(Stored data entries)
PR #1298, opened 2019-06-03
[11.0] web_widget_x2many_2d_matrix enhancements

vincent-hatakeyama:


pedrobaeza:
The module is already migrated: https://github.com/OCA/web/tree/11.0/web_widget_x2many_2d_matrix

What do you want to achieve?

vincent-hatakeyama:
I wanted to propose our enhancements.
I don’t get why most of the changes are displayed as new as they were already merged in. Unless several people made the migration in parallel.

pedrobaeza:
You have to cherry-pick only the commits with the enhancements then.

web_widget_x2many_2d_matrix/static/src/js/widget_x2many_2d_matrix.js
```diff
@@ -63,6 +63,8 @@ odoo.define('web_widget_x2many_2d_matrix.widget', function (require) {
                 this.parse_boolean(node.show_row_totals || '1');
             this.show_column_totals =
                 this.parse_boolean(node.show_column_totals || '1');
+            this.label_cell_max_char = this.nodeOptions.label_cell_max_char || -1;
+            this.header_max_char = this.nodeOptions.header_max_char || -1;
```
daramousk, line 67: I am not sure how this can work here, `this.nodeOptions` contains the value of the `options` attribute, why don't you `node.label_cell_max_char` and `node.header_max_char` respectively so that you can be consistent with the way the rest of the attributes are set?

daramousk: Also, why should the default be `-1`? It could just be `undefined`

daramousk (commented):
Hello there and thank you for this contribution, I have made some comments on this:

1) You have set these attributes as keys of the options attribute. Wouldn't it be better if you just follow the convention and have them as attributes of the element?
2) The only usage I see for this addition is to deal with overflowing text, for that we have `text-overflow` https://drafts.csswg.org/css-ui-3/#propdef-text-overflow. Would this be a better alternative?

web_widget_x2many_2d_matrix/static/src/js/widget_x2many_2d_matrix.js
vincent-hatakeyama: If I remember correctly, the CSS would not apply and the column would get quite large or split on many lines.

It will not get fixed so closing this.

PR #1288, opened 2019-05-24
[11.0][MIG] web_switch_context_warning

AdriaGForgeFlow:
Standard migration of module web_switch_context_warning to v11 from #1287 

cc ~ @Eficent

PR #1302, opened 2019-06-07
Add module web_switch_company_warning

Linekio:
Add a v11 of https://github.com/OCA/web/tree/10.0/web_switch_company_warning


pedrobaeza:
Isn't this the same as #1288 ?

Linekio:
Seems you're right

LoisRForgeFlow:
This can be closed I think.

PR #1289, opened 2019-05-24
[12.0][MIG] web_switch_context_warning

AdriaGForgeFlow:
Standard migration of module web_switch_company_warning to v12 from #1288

— What to work on —
Reproduce all of the entries word for word.

— Worked solution —
PR #1298, opened 2019-06-03
[11.0] web_widget_x2many_2d_matrix enhancements

vincent-hatakeyama:


pedrobaeza:
The module is already migrated: https://github.com/OCA/web/tree/11.0/web_widget_x2many_2d_matrix

What do you want to achieve?

vincent-hatakeyama:
I wanted to propose our enhancements.
I don’t get why most of the changes are displayed as new as they were already merged in. Unless several people made the migration in parallel.

pedrobaeza:
You have to cherry-pick only the commits with the enhancements then.

web_widget_x2many_2d_matrix/static/src/js/widget_x2many_2d_matrix.js
```diff
@@ -63,6 +63,8 @@ odoo.define('web_widget_x2many_2d_matrix.widget', function (require) {
                 this.parse_boolean(node.show_row_totals || '1');
             this.show_column_totals =
                 this.parse_boolean(node.show_column_totals || '1');
+            this.label_cell_max_char = this.nodeOptions.label_cell_max_char || -1;
+            this.header_max_char = this.nodeOptions.header_max_char || -1;
```
daramousk, line 67: I am not sure how this can work here, `this.nodeOptions` contains the value of the `options` attribute, why don't you `node.label_cell_max_char` and `node.header_max_char` respectively so that you can be consistent with the way the rest of the attributes are set?

daramousk: Also, why should the default be `-1`? It could just be `undefined`

daramousk (commented):
Hello there and thank you for this contribution, I have made some comments on this:

1) You have set these attributes as keys of the options attribute. Wouldn't it be better if you just follow the convention and have them as attributes of the element?
2) The only usage I see for this addition is to deal with overflowing text, for that we have `text-overflow` https://drafts.csswg.org/css-ui-3/#propdef-text-overflow. Would this be a better alternative?

web_widget_x2many_2d_matrix/static/src/js/widget_x2many_2d_matrix.js
vincent-hatakeyama: If I remember correctly, the CSS would not apply and the column would get quite large or split on many lines.

It will not get fixed so closing this.

PR #1288, opened 2019-05-24
[11.0][MIG] web_switch_context_warning

AdriaGForgeFlow:
Standard migration of module web_switch_context_warning to v11 from #1287 

cc ~ @Eficent

PR #1302, opened 2019-06-07
Add module web_switch_company_warning

Linekio:
Add a v11 of https://github.com/OCA/web/tree/10.0/web_switch_company_warning


pedrobaeza:
Isn't this the same as #1288 ?

Linekio:
Seems you're right

LoisRForgeFlow:
This can be closed I think.

PR #1289, opened 2019-05-24
[12.0][MIG] web_switch_context_warning

AdriaGForgeFlow:
Standard migration of module web_switch_company_warning to v12 from #1288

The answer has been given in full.